Task »
Please repeat only the stretch of records running from the first line through the line that contains "for that yet.".

Stored data:
PR #550, opened 2022-10-28
feat(testing): codegen smoketest suite + fixes

erunion:
| 🚥 Resolves RM-3726 |
| :-- |

## 🧰 Changes

Using the API specification dataset from [apis.guru](https://apis.guru/) this introduces a new smoketest suite that runs SDK codegen on 1.7k real-world APIs. It's a slow test but it works. And thanks it it uncovered a whole buffet of bugs, quirks, and annoyances:

### Quirks
* [x] If a spec has any `$ref` pointers after dereferencing, signaling to us that it contains circular references, we'll now throw an error saying we can't generate an SDK for that yet.
  - Supporting circular references isn't something I have the fortitude to support yet, nor is it something we adequately support with ReadMe, so I've ticketed it [here](https://github.com/readmeio/api/issues549) for now.
* [x] If a spec doesn't have any operations (an empty or missing `paths` object) then codegen will throw an error saying we can't support that spec because it doesn't have an SDK to codegen for.

### Fixes
* [x] If a `description` or `summary` within an operation contained `/*` or `*/` codegen would completely fail. We're now escaping these so that they won't break files.
* [x] If we were creating a `@summary` docblock tag (we do this if an operation has a `summary` and `description`) we weren't wrapping it at 88 characters like we do with all other docblock entries.
* [x] Fixed some quirks with the ways that `body` parameters on operation overloads were being set in cases that the schema applied to that body didn't allow `additionalProperties`. 
* [x] A bug that was introduced with the [removal of general HTTP method accessors](https://github.com/readmeio/api/pull/539) where if an operation didn't have an `operationId` set in the spec we weren't creating SDK accessors for it. Because we always generate TS-safe accessor names for operation IDs we're now always creating accessors.
* [x] If a spec had discriminator mappings we would think that it had circular refs and some weird shit would happen deep inside [oas](https://npm.im/oas) resulting in a crash during codegen.
* [x] If a JSON Schema object had the same name as a JS reserved keyword (like `delete` or `new`) we weren't sanitizing it, resulting in a crash. We now sanitize all variable names we're creating with a list of reserved JS/TS keywords I compiled.
  - This reserved keywords list also contains stuff like `global` or `window` as while it's not a reserved keyword it'd be bad if someone had that in a schema name and generated an SDK to use in a browser.

## 🧬 QA & Testing

🐑 Does the smoketest run in CI? And pass??


packages/api/.mocharc.json
```diff
@@ -8,6 +8,5 @@
   ],
   "watch-files": ["src/**/*.ts", "test/**/*.ts"],
   "recursive": true,
-  "reporter": "spec",
-  "timeout": 200000
```
erunion, line 12: Instead of setting a global timeout for tests I'm now only setting timeouts in the codegen and smoketest suites as they're the only things that can take a while.

packages/api/package.json
```diff
@@ -13,7 +13,8 @@
     "prebuild": "rm -rf dist/; npm run prebuild.packageConfig",
     "prebuild.packageConfig": "node -p \"'// This file is automatically updated by the build script.\\nexport const PACKAGE_NAME = \\'' + require('./package.json').name + '\\';\\nexport const PACKAGE_VERSION = \\'' + require('./package.json').version + '\\';'\" > src/packageInfo.ts; git add src/packageInfo.ts",
     "prepack": "npm run build",
-    "test": "nyc mocha \"test/**/*.test.ts\""
+    "test": "nyc mocha $(find test -name '*.test.ts' -not -path '*/smoketest.test.ts')",
```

Your response »
PR #550, opened 2022-10-28
feat(testing): codegen smoketest suite + fixes

erunion:
| 🚥 Resolves RM-3726 |
| :-- |

## 🧰 Changes

Using the API specification dataset from [apis.guru](https://apis.guru/) this introduces a new smoketest suite that runs SDK codegen on 1.7k real-world APIs. It's a slow test but it works. And thanks it it uncovered a whole buffet of bugs, quirks, and annoyances:

### Quirks
* [x] If a spec has any `$ref` pointers after dereferencing, signaling to us that it contains circular references, we'll now throw an error saying we can't generate an SDK for that yet.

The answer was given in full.